Co-operative activities. — Besides its more or less independently conducted activities the School of Education has entered into co-operative arrangements with a number of other agencies which are carrying forward certain types of related work. Some of these undertakings are with units on the campus.


Co-operative arrangements with the University Hospital School have been effected whereby the instructional aspects of the work done there are placed under the supervision of a member of the faculty of the School of Education. Opportunities have also been given for certain students to carry forward their directed teaching assignments in connection with the Hospital School.


Arrangements have been established with the W. K. Kellogg Foundation, of Battle Creek, whereby the foundation’s summer camps for children have been utilized by the School of Education for the scientific study of children’s traits and behavior. Similarly, co-operative arrangements have also been made with this foundation whereby systematic studies of specific problems have been carried forward.

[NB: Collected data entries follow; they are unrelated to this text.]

PR #2797, opened 2024-09-18
Fix/lesq 1074/onboarding hubspot signup [LESQ-1074]

njblore:
## Description

Music year: 1976

- add a default value (false) for newsletter sign up on role selection page

## Issue(s)

Fixes #
Unable to proceed past onboarding unless you check newsletter sign up

## How to test

1. Go to https://deploy-preview-2797--oak-web-application.netlify.thenational.academy/onboarding _*while signed in*_
2. Click on 'No' to go to role selection page
3. You should be able to select a role and proceed without checking the newsletter sign up checkbox
4. You should also be able to check the newsletter sign up and see that value reflected [in the hubspot form submission](https://app-eu1.hubspot.com/submissions/24947711/form/50399960-674f-4e23-ad66-367fbdbcdbfb/submissions/)

## Screenshots
Screenshot 2024-09-18 at 15 45 11

## Checklist

- [ ] Can continue past onboarding without signing up to the newsletter
- [ ] Can still sign up to the newsletter

PR #2798, opened 2024-09-18
LESQ-1073: Remove restriction on manual school entry

carlmw:
## Description

Music year: 1971

Fixes #
1. Removes the minimum length requirement on the manually entered school name and address
2. Sets the manual school name, school address and school picker inputs as "required"
3. Fixes a regression in the role selection form caused by the above changes (this page should be retested 🙇🏻 )

## How to test

1. Go to https://deploy-preview-2798--oak-web-application.netlify.thenational.academy/onboarding
5. Select "Yes" when asked if you "Work in a school"
6. You should see a required field for the school picker
7. Click "Enter manually"
8. You should see required fields for "School name" and "School address"
9. You should be able to a enter a non-whitespace only string into both and proceed

## Screenshots

How it used to look

Screenshot 2024-09-19 at 09 40 18

How it should now look:

Screenshot 2024-09-19 at 09 41 10

## Checklist

- [ ] Design sign-off

### DIFF
--- a/src/components/TeacherComponents/ManualEntrySchoolDetails/ManualEntrySchoolDetails.tsx
+++ b/src/components/TeacherComponents/ManualEntrySchoolDetails/ManualEntrySchoolDetails.tsx
@@ -43,9 +43,7 @@ const ManualEntrySchoolDetails: FC<ManualEntrySchoolDetailsProps> = ({
         render={({ field: { onChange, onBlur, value } }) => {
           const onChangeHandler = (e: ChangeEvent<HTMLInputElement>) => {
             onChange(e.target.value);
-            if (e.target.value.length > 2) {
-              onManualSchoolInputChange(true, e.target.value);
-            }
+            onManualSchoolInputChange(true, e.target.value);
           };
           const onBlurHandler = () => {
             onBlur();
@@ -56,8 +54,9 @@ const ManualEntrySchoolDetails: FC<ManualEntrySchoolDetailsProps> = ({
             <Input
               label="School name"
               placeholder="Type school name"
-              value={value}
+              value={value ?? ""}
               isRequired
+              required
               id={"school-name"}
               onBlur={onBlurHandler}
               onChange={onChangeHandler}
@@ -78,9 +77,7 @@ const ManualEntrySchoolDetails: FC<ManualEntrySchoolDetailsProps> = ({
         render={({ field: { onChange, onBlur, value } }) => {
           const onChangeHandler = (e: ChangeEvent<HTMLInputElement>) => {
             onChange(e.target.value);
-            if (e.target.value.length > 2) {
-              onManualSchoolInputChange(false, e.target.value);
-            }
+            onManualSchoolInputChange(false, e.target.value);
           };
 
           const onBlurHandler = () => {
@@ -92,8 +89,9 @@ const ManualEntrySchoolDetails: FC<ManualEntrySchoolDetailsProps> = ({
             <Input
               label="School address"
               placeholder="Type school address"
-              value={value}
+              value={value ?? ""}
               isRequired
+              required
               id={"school-address"}
               onBlur={onBlurHandler}
               onChange={onChangeHandler}
--- a/src/components/TeacherComponents/OnboardingForm/OnboardingForm.schema.ts
+++ b/src/components/TeacherComponents/OnboardingForm/OnboardingForm.schema.ts
@@ -32,13 +32,8 @@ const ukSchoolSchema = z.object({
 export type UkSchoolFormValues = z.infer<typeof ukSchoolSchema>;
 
 const manualSchoolSchema = z.object({
-  manualSchoolName: z
-    .string()
-    .min(3, "School name must be at least 3 characters long"),
-
-  schoolAddress: z
-    .string()
-    .min(3, "School address must be at least 3 characters long"),
+  manualSchoolName: z.string().trim().min(1),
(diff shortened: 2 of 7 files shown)


src/components/TeacherComponents/ManualEntrySchoolDetails/ManualEntrySchoolDetails.tsx
```diff
@@ -56,8 +54,9 @@ const ManualEntrySchoolDetails: FC<ManualEntrySchoolDetailsProps> = ({
             <Input
               label="School name"
               placeholder="Type school name"
-              value={value}
+              value={value ?? ""}
```
carlmw, line 57: Prevents the input from moving between a controlled and uncontrolled state when initialised without a `value`

src/components/TeacherViews/Onboarding/SchoolSelection/SchoolSelection.test.tsx
```diff
@@ -89,39 +89,39 @@ describe("Onboarding view", () => {
         name: "Enter manually",
       });
 
-      userEvent.click(manualButton);
+      await userEvent.click(manualButton);
```
carlmw, line 92: Fixing a bunch of `act` errors in the test runner

src/components/TeacherViews/Onboarding/RoleSelection/RoleSelection.view.tsx
```diff
@@ -61,17 +63,6 @@ const RoleSelectionView = () => {
...
-          if (getValues().role === "Other" && !getValues().other) {
-            setError("other", {
-              message: "Please tell us what your role is",
-            });
-          } else if (!getValues().role) {
-            setError("role", {
-              message: "Please select what describes you best",
-            });
-          }
-        }}
```
carlmw, line 74: This started to break when I added `noValidate` to the form — I needed this to disable the default browser validation which was being triggered by me adding the `required` attribute to a few inputs.

It seemed to cause a race between the `onSubmit` and `useForm` validation where the validation logic here was being immediately replaced by the rules defined in the Zod schema. This only appeared in tests which i'm putting down to the synthetic nature of the event system/some quirk I don't really understand.

Anyway moving this into a `refine` on the Zod schema gives us the same behaviour avoiding the issue entirely.

src/components/TeacherViews/Onboarding/RoleSelection/RoleSelection.view.tsx
```diff
@@ -34,13 +34,15 @@ const RoleSelectionView = () => {
...
-    setError,
     getValues,
     control,
     trigger,
   } = useForm<RoleSelectFormProps>({
     resolver: zodResolver(roleSelectFormSchema),
     mode: "onBlur",
+    defaultValues: {
+      newsletterSignUp: false,
+    },
```
carlmw, line 45: I needed https://github.com/oaknational/Oak-Web-Application/pull/2797 for the `refine` validation to run (it was bailing early in the tests since `newsletterSignUp` was always invalid)

src/components/TeacherComponents/OnboardingForm/OnboardingForm.schema.ts
```diff
@@ -4,15 +4,17 @@ const baseSchema = z.object({
...
-  }),
-  other: z.string().optional(),
-});
+export const roleSelectFormSchema = z
+  .object({
+    ...baseSchema.shape,
+    role: z.string({ message: "Please select what describes you best" }),
+    other: z.string().trim().optional(),
+  })
+  .refine((input) => input.role === "Other" && !!input.other, {
```
njblore, line 13: oh this is neat! didn't know zod could do this

njblore (approved):

src/components/TeacherComponents/OnboardingForm/OnboardingForm.schema.ts
carlmw: Was new to me too! Though I wish this sort of inter relationship could be expressed declaratively and a more representative type inferred as a result. Right now the type doesn't respect the rules in the refine so `other` will always be optional.

I've never used it but [Yup has `when` ](https://github.com/jquense/yup?tab=readme-ov-file#schemawhenkeys-string--string-builder-object--values-any-schema--schema-schema) which is a bit more declarative and does the same job — though i'm not sure if it will infer a better type!

mikeritson-oak (commented):
I've checked this over, all looked OK but I noted on thing that we may or may not want to mitigate.

Both fields allow any combination of user input of alphnumeric characters, without a minimum restriction and whitespace alone not permitted (obviously spaces can be used within entries). It is though possible to prepend whitespace to any entered value, so having spaces at the  start of a field value for instance:

image

If we are happy that this can occur, based on free format user entry, then this PR can be approved.

carlmw:
> I've checked this over, all looked OK but I noted on thing that we may or may not want to mitigate.
> 
> Both fields allow any combination of user input of alphnumeric characters, without a minimum restriction and whitespace alone not permitted (obviously spaces can be used within entries). It is though possible to prepend whitespace to any entered value, so having spaces at the start of a field value for instance:
> 
> image
> If we are happy that this can occur, based on free format user entry, then this PR can be approved.

I think that is okay and IMO preferable. I hate to mess with user's keystrokes (it's weird if you try to type a space and nothing happens). Leading and trailing white-space is trimmed on submission so we won't actually store it anyway.

mikeritson-oak (approved):
All looked good during testing. 👍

Members of the staff have served as advisers to the officials of various school systems and other public and private institutions, such as Southern Michigan Prison at Jackson, the State Public School at Coldwater, the military schools at Howe, Indiana, and Culver, Indiana, and the schools of Detroit, Dearborn, Flint, Saginaw, Jackson, and other cities in Michigan.


Student teaching facilities have been made available in a number of high schools throughout the country to selected seniors and others interested in types of work not obtainable in the University High School. Further, in several instances teaching internships covering an entire school year have been secured for graduates. Under the conditions imposed the student has usually been permitted to devote part-time to paid instructional service and part-time to study for an advanced degree in the University or in some other institution. Through an agreement with the Merrill-Palmer School of Detroit, students interested especially in primary work may spend one semester of their senior year in attendance at the Merrill-Palmer School and may have the credit earned there accepted as full residence credit toward a degree and a teacher’s certificate in the School of Education.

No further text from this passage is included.